§ **Exercise aim**: Reprint the entries without altering anything.
--- Data extracts ---
PR #3723, opened 2023-08-10
telemetry(ec2): add more detailed metric on remote VSCode connection. 

Hweinstock:
## Solution
- Add a connection type for `remoteWorkspace` for opening VSCode window within instance. 
- Commons PR: https://github.com/aws/aws-toolkit-common/pull/885
- Add tests for telemetry emitted by the core ec2 functions. 

## License


justinmk3:
> The disadvantage is that its not exactly a `remoteDesktop` connection, but rather an `ssm` connection.

"ssm" is available on master now: https://github.com/aws/aws-toolkit-vscode/commit/d66f115ee4e1fed8d87fa6a59bd83a1c5925ac05#diff-9d82ddb9c2d4467395278e91f226d45aabe8e478e2a094567ef4183f7be32776R6

Hweinstock:
Went ahead and added an `ec2ConnectionInterface` type that is either `remote-dev` or `terminal`. Seemed like the most reasonable name, but open to other ideas.

justinmk3:
Oh I get it now :) I think we should add new `ec2ConnectionType` rather than a new field. Maybe `remoteWorkspace` or just `remote`

packages/core/src/shared/telemetry/vscodeTelemetry.json
```diff
@@ -1,5 +1,11 @@
 {
     "types": [
+        {
+            "name": "ec2ConnectionType",
+            "type": "string",
+            "allowedValues": ["remoteDesktop", "ssh", "scp", "ssm", "remoteWorkspace"],
+            "description": "Ways to connect to an EC2 Instance"
```
justinmk3, line 7: Add to https://github.com/aws/aws-toolkit-common/blob/baeeebcb52f45b2bf93ad9f3752efcbeeb6e83eb/telemetry/definitions/commonDefinitions.json#L1118-L1125 ?

P.S. seems like this could be a general `remoteConnectType` metric, but too late :/

Hweinstock: Oh, like a single metric for all connections with like some metadata for the type (i.e. ec2, ecs, codecatalyst, etc.)?

Also based on https://github.com/aws/aws-toolkit-vscode/blob/master/docs/telemetry.md#development, should I wait for EC2 release to make commons change or no reason to wait?

justinmk3: > Also based on https://github.com/aws/aws-toolkit-vscode/blob/master/docs/telemetry.md#development, should I wait for EC2 release to make commons change or no reason to wait?

Mostly a question of whether the metrics are still in development. I think these metrics are fairly settled by now.

justinmk3: can remove this now

justinmk3:
https://github.com/aws/aws-toolkit-common/commit/533415f0c79359438593793cf7ec5a7866672e96 was released in https://github.com/aws/aws-toolkit-common/commit/49de773b65efdeaadea5c30859cf286ccd74ec5b (1.0.273).

So updating the dependency here to 1.0.273 or later should work.

justinmk3:
linux ci found unhandled promise rejections

```
rejected promise not handled within 1 second: Error: Node with id testId from polling set not found
rejected promise not handled within 1 second: Error: Node with id testId from polling set not found

ERROR: Test output matched this pattern 3 times:
```

Hweinstock:
Ahhhh, forgot to disable the timer in the new tests. I feel like how I implemented the PollingSet as part of the class is becoming a code smell, with how it makes tests flaky if you aren't careful. Do you see a way to simplify it, and avoid the need the disable the polling whenever testing?

packages/core/src/test/awsService/ec2/activation.test.ts
```diff
@@ -0,0 +1,73 @@
...
+import * as vscode from 'vscode'
+import * as sinon from 'sinon'
+import { assertTelemetry } from '../../testUtil'
+import { Ec2InstanceNode } from '../../../awsService/ec2/explorer/ec2InstanceNode'
+import { Ec2ParentNode } from '../../../awsService/ec2/explorer/ec2ParentNode'
+import { Ec2Client } from '../../../shared/clients/ec2Client'
+import { Ec2ConnectionManager } from '../../../awsService/ec2/model'
+import { PollingSet } from '../../../shared/utilities/pollingSet'
+
+describe('ec2 telemetry', function () {
```
justinmk3, line 14: Telemetry is generally just logging that happens when code runs. Asserting telemetry is thus asserting that code was executed. So in most cases, we rarely need explicit "telemetry tests" (except for the telemetry module itself). 

Maybe there's not much to test right now, but these tests can be positioned as general tests for ec2 or whatever, not "telemetry tests". That makes it clear for future readers that this is where new tests for this module should go.

```suggestion
describe('ec2 activation', function () {
```

packages/core/src/test/awsService/ec2/activation.test.ts
```diff
@@ -0,0 +1,73 @@
...
+        testNode = new Ec2InstanceNode(parentNode, testClient, testRegion, testPartition, {
+            InstanceId: 'testId',
+            LastSeenStatus: 'status',
+        })
+    })
+
+    after(function () {
+        sinon.restore()
+    })
+    it('emits correct telemetry on terminal open', async function () {
```
justinmk3, line 34:
```suggestion
    it('terminal open', async function () {
```

packages/core/src/test/awsService/ec2/activation.test.ts
```diff
@@ -0,0 +1,73 @@
...
+        const terminalStub = sinon.stub(Ec2ConnectionManager.prototype, 'attemptToOpenEc2Terminal')
+        await vscode.commands.executeCommand('aws.ec2.openTerminal', testNode)
+
+        assertTelemetry('ec2_connectToInstance', { ec2ConnectionType: 'ssm' })
+        terminalStub.restore()
+    })
+
+    it('emits correct telemetry on remote window open', async function () {
```
justinmk3, line 42: same here, and below

packages/core/src/test/awsService/ec2/activation.test.ts
```diff
@@ -0,0 +1,73 @@
...
+        terminalStub.restore()
+    })
+
+    it('remote window open', async function () {
+        const remoteWindowStub = sinon.stub(Ec2Connecter.prototype, 'tryOpenRemoteConnection')
+        await vscode.commands.executeCommand('aws.ec2.openRemoteConnection', testNode)
+
+        assertTelemetry('ec2_connectToInstance', { ec2ConnectionType: 'remoteWorkspace' })
+        remoteWindowStub.restore()
+    })
```
justinmk3, line 48: if these tests have stubbed the command so that it does nothing useful, then they could all be one `it('telemetry')` test.

Alternatively, if there are existing tests for these commands, can't those existing tests call `assertTelemetry` ?

Hweinstock: The high-level commands are simply wrappers around the logic that is tested in https://github.com/aws/aws-toolkit-vscode/blob/142761e268dd48687d0f696f6ded22819c74ffc7/packages/core/src/test/awsService/ec2/model.test.ts. The only difference at this level is the prompting logic (tested in https://github.com/aws/aws-toolkit-vscode/blob/142761e268dd48687d0f696f6ded22819c74ffc7/packages/core/src/test/awsService/ec2/prompter.test.ts) and telemetry (tested here). It doesn't seem to me to make sense to test any E2E aspects of the code beyond telemetry here.

justinmk3 (approved):

PR #3725, opened 2023-08-11
CodeWhisperer: Correct completion type for every completion in user decision events

andrewyuq:
1. Previously we just use the completion type of the first suggestion, as the completion type for all suggestions. Now since this is no longer true, plugin side also needs to make the change to compute the completion type for every suggestion. Since this is per-suggestion level this will be recorded in the userDecision event.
---
§ **Result**:
PR #3723, opened 2023-08-10
telemetry(ec2): add more detailed metric on remote VSCode connection. 

Hweinstock:
## Solution
- Add a connection type for `remoteWorkspace` for opening VSCode window within instance. 
- Commons PR: https://github.com/aws/aws-toolkit-common/pull/885
- Add tests for telemetry emitted by the core ec2 functions. 

## License


justinmk3:
> The disadvantage is that its not exactly a `remoteDesktop` connection, but rather an `ssm` connection.

"ssm" is available on master now: https://github.com/aws/aws-toolkit-vscode/commit/d66f115ee4e1fed8d87fa6a59bd83a1c5925ac05#diff-9d82ddb9c2d4467395278e91f226d45aabe8e478e2a094567ef4183f7be32776R6

Hweinstock:
Went ahead and added an `ec2ConnectionInterface` type that is either `remote-dev` or `terminal`. Seemed like the most reasonable name, but open to other ideas.

justinmk3:
Oh I get it now :) I think we should add new `ec2ConnectionType` rather than a new field. Maybe `remoteWorkspace` or just `remote`

packages/core/src/shared/telemetry/vscodeTelemetry.json
```diff
@@ -1,5 +1,11 @@
 {
     "types": [
+        {
+            "name": "ec2ConnectionType",
+            "type": "string",
+            "allowedValues": ["remoteDesktop", "ssh", "scp", "ssm", "remoteWorkspace"],
+            "description": "Ways to connect to an EC2 Instance"
```
justinmk3, line 7: Add to https://github.com/aws/aws-toolkit-common/blob/baeeebcb52f45b2bf93ad9f3752efcbeeb6e83eb/telemetry/definitions/commonDefinitions.json#L1118-L1125 ?

P.S. seems like this could be a general `remoteConnectType` metric, but too late :/

Hweinstock: Oh, like a single metric for all connections with like some metadata for the type (i.e. ec2, ecs, codecatalyst, etc.)?

Also based on https://github.com/aws/aws-toolkit-vscode/blob/master/docs/telemetry.md#development, should I wait for EC2 release to make commons change or no reason to wait?

justinmk3: > Also based on https://github.com/aws/aws-toolkit-vscode/blob/master/docs/telemetry.md#development, should I wait for EC2 release to make commons change or no reason to wait?

Mostly a question of whether the metrics are still in development. I think these metrics are fairly settled by now.

justinmk3: can remove this now

justinmk3:
https://github.com/aws/aws-toolkit-common/commit/533415f0c79359438593793cf7ec5a7866672e96 was released in https://github.com/aws/aws-toolkit-common/commit/49de773b65efdeaadea5c30859cf286ccd74ec5b (1.0.273).

So updating the dependency here to 1.0.273 or later should work.

justinmk3:
linux ci found unhandled promise rejections

```
rejected promise not handled within 1 second: Error: Node with id testId from polling set not found
rejected promise not handled within 1 second: Error: Node with id testId from polling set not found

ERROR: Test output matched this pattern 3 times:
```

Hweinstock:
Ahhhh, forgot to disable the timer in the new tests. I feel like how I implemented the PollingSet as part of the class is becoming a code smell, with how it makes tests flaky if you aren't careful. Do you see a way to simplify it, and avoid the need the disable the polling whenever testing?

packages/core/src/test/awsService/ec2/activation.test.ts
```diff
@@ -0,0 +1,73 @@
...
+import * as vscode from 'vscode'
+import * as sinon from 'sinon'
+import { assertTelemetry } from '../../testUtil'
+import { Ec2InstanceNode } from '../../../awsService/ec2/explorer/ec2InstanceNode'
+import { Ec2ParentNode } from '../../../awsService/ec2/explorer/ec2ParentNode'
+import { Ec2Client } from '../../../shared/clients/ec2Client'
+import { Ec2ConnectionManager } from '../../../awsService/ec2/model'
+import { PollingSet } from '../../../shared/utilities/pollingSet'
+
+describe('ec2 telemetry', function () {
```
justinmk3, line 14: Telemetry is generally just logging that happens when code runs. Asserting telemetry is thus asserting that code was executed. So in most cases, we rarely need explicit "telemetry tests" (except for the telemetry module itself). 

Maybe there's not much to test right now, but these tests can be positioned as general tests for ec2 or whatever, not "telemetry tests". That makes it clear for future readers that this is where new tests for this module should go.

```suggestion
describe('ec2 activation', function () {
```

packages/core/src/test/awsService/ec2/activation.test.ts
```diff
@@ -0,0 +1,73 @@
...
+        testNode = new Ec2InstanceNode(parentNode, testClient, testRegion, testPartition, {
+            InstanceId: 'testId',
+            LastSeenStatus: 'status',
+        })
+    })
+
+    after(function () {
+        sinon.restore()
+    })
+    it('emits correct telemetry on terminal open', async function () {
```
justinmk3, line 34:
```suggestion
    it('terminal open', async function () {
```

packages/core/src/test/awsService/ec2/activation.test.ts
```diff
@@ -0,0 +1,73 @@
...
+        const terminalStub = sinon.stub(Ec2ConnectionManager.prototype, 'attemptToOpenEc2Terminal')
+        await vscode.commands.executeCommand('aws.ec2.openTerminal', testNode)
+
+        assertTelemetry('ec2_connectToInstance', { ec2ConnectionType: 'ssm' })
+        terminalStub.restore()
+    })
+
+    it('emits correct telemetry on remote window open', async function () {
```
justinmk3, line 42: same here, and below

packages/core/src/test/awsService/ec2/activation.test.ts
```diff
@@ -0,0 +1,73 @@
...
+        terminalStub.restore()
+    })
+
+    it('remote window open', async function () {
+        const remoteWindowStub = sinon.stub(Ec2Connecter.prototype, 'tryOpenRemoteConnection')
+        await vscode.commands.executeCommand('aws.ec2.openRemoteConnection', testNode)
+
+        assertTelemetry('ec2_connectToInstance', { ec2ConnectionType: 'remoteWorkspace' })
+        remoteWindowStub.restore()
+    })
```
justinmk3, line 48: if these tests have stubbed the command so that it does nothing useful, then they could all be one `it('telemetry')` test.

Alternatively, if there are existing tests for these commands, can't those existing tests call `assertTelemetry` ?

Hweinstock: The high-level commands are simply wrappers around the logic that is tested in https://github.com/aws/aws-toolkit-vscode/blob/142761e268dd48687d0f696f6ded22819c74ffc7/packages/core/src/test/awsService/ec2/model.test.ts. The only difference at this level is the prompting logic (tested in https://github.com/aws/aws-toolkit-vscode/blob/142761e268dd48687d0f696f6ded22819c74ffc7/packages/core/src/test/awsService/ec2/prompter.test.ts) and telemetry (tested here). It doesn't seem to me to make sense to test any E2E aspects of the code beyond telemetry here.

justinmk3 (approved):

PR #3725, opened 2023-08-11
CodeWhisperer: Correct completion type for every completion in user decision events

andrewyuq:
1. Previously we just use the completion type of the first suggestion, as the completion type for all suggestions. Now since this is no longer true, plugin side also needs to make the change to compute the completion type for every suggestion. Since this is per-suggestion level this will be recorded in the userDecision event.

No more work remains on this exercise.